MacNaugton is credited by Canadian Business with "changing the face of public affairs in Canada" through the co-creation of the firm Public Affairs Resource Group (PARG), which in 1987 brought the services of public affairs and the polling firm Decima Research under one roof.

==Background==
Prior to his appointment, MacNaughton was chairman at StrategyCorp, a Canadian public affairs and communications firm. MacNaughton also served as Canadian and North American president of Hill and Knowlton, and president of Public Affairs International, which purchased Decima Research to create Public Affairs Resource Group.

==Politics==
MacNaughton's public sector experience includes work at both the federal and provincial levels of government. At the federal level, he spent six years as a senior advisor to Don Jamieson, successively Minister for the Government of Canada's Departments of Transport, Industry and Foreign Affairs. A longtime Liberal Party of Canada activist, MacNaughton has been involved federally in numerous election and political campaigns.

In Ontario, he co-chaired David Peterson's successful 1987 election campaign, and was a senior advisor to Dalton McGuinty in the 2003 election. Following that election, from October 2003 until May 2005 MacNaughton served as principal secretary to McGuinty.

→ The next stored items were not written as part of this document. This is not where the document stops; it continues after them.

PR #2343, opened 2026-09-06
[Feature] Scene Environments Always Visible

WBHarry:
Changed so that the SceneEnvironment icon is always displayed even if the scene is inactive. 
It's been a point of confusion for users when nothing seems to happen while they're doing session prep with a scene inactive and nothing seems to change.


CarlosFdez:
This is a bit weird looking. There a way to avoid this?

image

CarlosFdez (approved):

WBHarry:
Epic 😎

PR #2363, opened 2026-09-11
[Fix] errors in valueAlt and conditional migration

CarlosFdez:
change key is nullable for armor effects and such. And damage can be undefined.


WBHarry (approved):
Approving so it can be merged as desired - what I've glossed over looks good

CarlosFdez:
I looked a bit more and it looks fine to me as well. We don't use resultBased anywhere (even though we could) so it seems like its fine. I also don't see explosions around weapon/armor.

This actually removed less than I was expecting it too, looks like there's a lot of new fields.

PR #2365, opened 2026-09-12
[Feature] suppressed indicator and hide unequipped gear effect

CarlosFdez:
The hidden effects are only hidden in the actor sheet.

Also snuck in some refactors:
- Actor effects also use the same partial now
- The overrides aren't utils, so I moved to the main file
- arraysEqual was unused so removed
- shuffleArray is available in lodash and derivatives, so it was moved to functional.mjs


daggerheart.mjs
```diff
@@ -116,6 +116,39 @@ CONFIG.ux.TooltipManager = documents.DhTooltipManager;
...
+    if (!match) return false;
+    let [target] = match.slice(1);
+    target = parseInt(target);
+    for (const r of this.results) {
+        if (r.result === 1) {
+            r.result = target;
+        }
+    }
+};
+
```
WBHarry: This should be set up in our `BaseDie` class
Image

CarlosFdez: I can give it a shot, though I don't know what this feature is, so I might not do it justice. I kinda just moved it elsewhere.

CarlosFdez: I think I moved it properly, though sc seems to give poor feedback in dice so nice and the roll formula.

WBHarry (approved):
Awesum :+1:

PR #2372, opened 2026-09-13
[Feature] Status Conditional

WBHarry:
- Added StatusConditional
- Used for the Rogue subclass card Adrenaline


CarlosFdez:
This can only work with core conditions right? Not arbitrary ones?

For arbitrary ones to work well, source uuid *can* work but it'd be nice if we had optional identifiers for effects for the purposes of targeting them.

WBHarry:
Yeah, this is just for the core statuses.

Originally I started making a `EffectConditional` aswell with the intent of handling stuff depending on specific arbitrary effects, but that's a whole can of worms.

CarlosFdez:
Might be worth going into the can of worms and making it inclusive of this, I imagine there's more examples of that.

Maybe we can add a presence in rules for these sorts of effects that basic ones automatically write to? Others can maybe write themselves to it too in the AE. Then a Data Compare can probably implement them.

PR #2373, opened 2026-09-14
Convert custom change type creation to a select menu with add button

CarlosFdez:
Looks better once there are things in there but otherwise looks a bit weird. The list is currently hardcoded, but later I guess it could be made more generic.

image


WBHarry (approved):
:+1:

PR #2374, opened 2026-09-14
[Fix] Missing Damage Thresholds

WBHarry:
Fixed how damage thresholds work when missing or 0. The logic wasn't correct in these cases. Since severe threshold was checked first, a falsy value there would lead to always taking 3 damage. Now:
- If severe threshold is missing, max damage that can be dealt is 2.
- If major & severe thresholds are missing, max damage that can be dealt is 1.
- If only major is missing then damage will become 1 or 3. (🤷 Why not, it's an undefined case)

----
I also changed so that falsy damage thresholds get rendered as `-` which I think is more correct to the book. The books writes out `None`, but we just don't have space for that.
image


templates/sheets/actors/adversary/sidebar.hbs
```diff
@@ -49,9 +49,9 @@
         <div class="status-section">
             <div class="threshold-section">
                 <h4 class="threshold-label">{{localize "DAGGERHEART.GENERAL.DamageThresholds.minor"}}</h4>
-                <h4 class="threshold-value">{{document.system.damageThresholds.major}}</h4>
+                <h4 class="threshold-value">{{ifThen document.system.damageThresholds.major document.system.damageThresholds.major '-'}}</h4>
```
CarlosFdez, line 52: coalesce helper might actually work better here. Try `{{coalesce document.system.damageThresholds.major "-"}}`

WBHarry: Ah, that's a shame. It actually doesn't work because `coalesce` works strictly of `undefined` and `null`, but we need to also exclude 0 here.

CarlosFdez: thanks for testing it

CarlosFdez (approved):

PR #2375, opened 2026-09-14
[Fix] Weapon Fixes

WBHarry:
- Corrected a long standing display bug where weapon's no longer displayed the weapon damage in the header text
- Fixed so that item/action names are localized in the chat. Unnarmed strike for instance was being rendered unlocalized.
- Corrected Advanced Casting Dagger to have magical damage
- Corrected Bladed Star to be Tier 3 weapon


CarlosFdez:
#2 is the odd one. Using localization keys for item/action names is odd, and translation modules would usually tweak those. If they allow localization keys, then the best practice would be to replace them in our SRD with localization keys, so that stuff like "Mark Stress" become a "DAGGERHEART.Actions.MarkStress.name" or something like that, which might be weird when editing.

Any way to pre-localize unarmed strike when generating the thing, rather than when it gets to the template?

WBHarry:
Hm. It's a bit akward. Normally we definately don't localize any item-names/descriptions and whatnot. 
Unnarmed strike is a little special thought since it's not an item, just a fact of the rules so to speak. 

If we don't want the `localize` in the template, I think we'd have to either just not have it localized, and just write `Unnarmed Strike` in the data model here:
image

Or alternatively localize it during data prep I guess :thinking:

CarlosFdez:
I think initial can be a function. Does it work if we do _loc() there? Do foundry translations require reload and if not, would it interfere with that (maybe not?).

WBHarry:
Curiously enough, doing it as a function makes foundry explode.
But it does work to just straight up do it 🤷 
image

Pushed that up

CarlosFdez (approved):

PR #2376, opened 2026-09-15
[Refactor] Add support for caching settings

CarlosFdez:
Avoids the clean and validation and construction every access. I only applied it to character for now to simplify testing, and because that's where its a bit annoying to diagnose persist: false on the character attack.


WBHarry (approved):
Very elegant with the `settings.onChange` :+1:

PR #2377, opened 2026-09-16
[Fix] Ensure square character/adversary portraits and improve resizing on chrome

CarlosFdez:
Because of the border, the portrait was 1px off before. Chrome in general has pretty crunchy image resizing, so making it easier to target for less rendered art will help. will-change also makes chrome's resizing behavior a bit smarter.

To test will-change, use a very large simple image that is very not square. Chrome will switch to use nearest neighbor in situations where the both the size and the aspect ratio differs.


WBHarry (approved):
:+1: 🦊

PR #2380, opened 2026-09-17
Allow specifying type for ActionField

CarlosFdez:
This makes the field a bit more reliable, fixing an issue I actually had on a weapon for reasons. But it otherwise doesn't really fix any bugs that can occur normally in the system (as far as I can tell), just from console stuff and certain commands.


WBHarry (approved):
:+1:

PR #2381, opened 2026-09-17
[Fix] removing feature when effect has been manually removed

CarlosFdez:
The relevant fix is the `filter(id => document.effects.has(id));` but I also refactored the item feature updates to be shared between weapon and armor.

To test, add barrier, remove the effect, then remove barrier. It'll error without this change, and a new update to the weapon will bring the feature back. After this change, the feature should successfully be removed.


WBHarry (approved):
Nice catch, and nice breaking the function out into one place :+1:

CarlosFdez:
> Nice catch

Surprisingly not a new bug. I caught it because while working on the separate tagify tooltip thing, I had a failed update that made it impossible to update anymore. I realized it would be an issue for regular users if they manually delete the effect, so I split it off into a new fix.

PR #2382, opened 2026-09-17
[Feature] Also update prototype token name when updating actor names that match

### LINKED ISSUE #2348: [Feature] Keep token name synced with actor name when updating actor name
When an actor is first created, the  token name and the actor name match. However, if you then change the actor name, the prototype token name will not update. This can lead to dragging in tokens for "Bob's Character" when Bob has already decided a name for their actor but you forgot to change the token name. This can also lead to mistakes when renaming a creature to flavor it.

In the case that the actor name and the token name (or prototype token) match, and the actor name is updated, it would be nice if the token name was updated to reflect the new actor name. 

This relationship should not go the other way around though. If someone changes the token name explicitly, its likely because they want a different name to be displayed to players.

CarlosFdez:
Closes https://github.com/Foundryborne/daggerheart/issues/2348


WBHarry (approved):
QOL ⭐

PR #2385, opened 2026-09-17
Conditionals On ItemFeatures

WBHarry:
- Updated ActionTypeConditional with a Traits field
- Updated `ItemConfig` entries with conditionals
- Updated the SRD items with zeh script of doom.


WBHarry:
I've updated the ItemConfig to use conditionals. There is an issue I haven't been able to figure out though.
For some reason, if there are any `changes` on an effect, then all `conditionals` disappear and cannot be added back. 🤯 

Assumably due to the same thing, if you add on a WeaponFeature like `paired` on a weapon, the effect doesn't get any conditionals.

module/applications/sheets-configs/activeEffectConfig.mjs
```diff
@@ -230,6 +230,7 @@ export default class DhActiveEffectConfig extends foundry.applications.sheets.Ac
                 break;
             case 'conditionals': 
                 partContext.conditionalOptions = CONFIG.DH.EFFECTS.conditionalTypes;
+
```
CarlosFdez:
```suggestion
```

module/config/itemConfig.mjs
```diff
@@ -1746,6 +1777,16 @@ export const weaponFeatures = {
...
                         img: 'icons/skills/melee/strike-sword-steel-yellow.webp',
                         system: {
+                            conditionals: [
+                                {
+                                    type: 'weaponRestriction',
+                                    weaponType: 'primary'                            
+                                },
+                                {
+                                    type: 'actionType',
+                                    actionTypes: ['attack']
```
CarlosFdez, line 1787: Wouldn't this be superfluous with the weapon restriction?

WBHarry: Not neccessarily. Weapons can have non-attack actions, I figured 🤔

CarlosFdez: hmm, if we go with that line of reasoning, then every weapon feature needs an extra action type restriction. I think the base thing should handle it, just not certain in what way specifically.

WBHarry: Hm..yeah I'm not really sure. It felt strange not to add when the ability is very explicit about it being for attacks

Image

CarlosFdez:
While followup is a bit cumbersome, it will likely be much nicer once ephemerals are in.

CarlosFdez (approved):
While items need a double check (I saw that hatchet was actually incorrect for example and needed a feature cycle) this looks and works well. Nice going.

PR #79, opened 2019-04-13
wic: Fix image generation for i.MX

texierp:
Some boards expects a specific binary name.

Signed-off-by: Pierre-Jean Texier <pjtexier@koncepto.io>
Signed-off-by: Joris Offouga <offougajoris@gmail.com>

### DIFF
--- a/conf/machine/include/imx-base.inc
+++ b/conf/machine/include/imx-base.inc
@@ -14,6 +14,7 @@ PREFERRED_PROVIDER_virtual/bootloader ??= "${IMX_DEFAULT_BOOTLOADER}"
 
 PREFERRED_PROVIDER_u-boot-mxsboot-native ??= "u-boot-fslc-mxsboot-native"
 
+UBOOT_BINARY ?= "u-boot.imx"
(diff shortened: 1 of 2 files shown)


otavio:
I understand the change but isn't it always: `u-boot.imx` and `SPL` + `u-boot.img`?

texierp:
In fact, with the WaRP7, we have to flash the following file : u-boot-dtb.imx [1]
So, without this change, wic image creation fail.

[1] http://git.denx.de/?p=u-boot.git;a=blob;f=board/warp7/README;h=579bb2de38a9d40fd5972193d4722b765b0b512c;hb=HEAD#l35

otavio:
So your commit log is misleading.

However, last time I checked, the u-boot-dtb.imx and u-boot.imx were the same (same checksum) and we could simply keep using the same name.

texierp:
Indeed, I just update the commit log, and I removed the part related to SPL & u-boot.img.

Now, I kept only the wic script with bootpart, good for you ?

PR #85, opened 2019-05-03
Build fixes

JoshuaWatt:


JoshuaWatt:
> Hi
> 
> @ imx-boot: Pass DTB names to make:
> 
> This code is also used for mx8 and mx8x which do not define UBOOT_DTB_NAME.
> Does it work for them too? I.e. does the following work?
> make SOC=iMX8QM dtbs= flash
> 
> Wouldn't it be better to define a new variable and then use that in the make call?
> UBOOT_DTBS_mx8m = "dtbs=${UBOOT_DTB_NAME}"
> UBOOT_DTBS = "*

I'm not sure if passing an empty dtbs= works or not; If it doesn't, it would probably be nice if it was more "automatic" though, something like:

UBOOT_DTB_NAME ??= ""
```
do_compile()
    ...
    DTBS=""
    if [ -n "${UBOOT_DTB_NAME}" ]; then
        DTBS="dtbs=${UBOOT_DTB_NAME}"
    fi
    make $DTBS ....
    ...
```
   



> 
> Max

MaxKrummenacher:
I tried it out.
Passing 'dtbs=<whitespace>' to the make call has no negative side-effects for mx8 and mx8x.
Sorry for the noise.
Max

JoshuaWatt:
Thanks for verifying.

In 2015, MacNaughton served as Ontario co-chair for the federal Liberal campaign that was successful in electing Justin Trudeau as prime minister.

In 2020, MacNaughton was found to have violated Canada's Conflict of Interest Act after offering pro bono work to several public office holders on behalf of Palantir Technologies Canada, of which he is president.

==Opinions==
MacNaughton has been an outspoken advocate of government using asset sales in order to invest in new infrastructure. He has also urged government to adopt a program of fundamental change in how it operates in order to more efficiently provide services.

==Other activities==
MacNaughton has served on the boards of the North York General Hospital, the Toronto International Film Festival, the Stratford Festival, TVOntario and the Toronto French School.

==Personal life==
MacNaughton's partner is Leslie Noble, formerly of the public affairs firm StrategyCorp. Noble has worked for the Ontario Progressive Conservative Party for several elections, notably as co-campaign manager with Tom Long on the "Common Sense Revolution" which won majority governments in 1995 and 1999.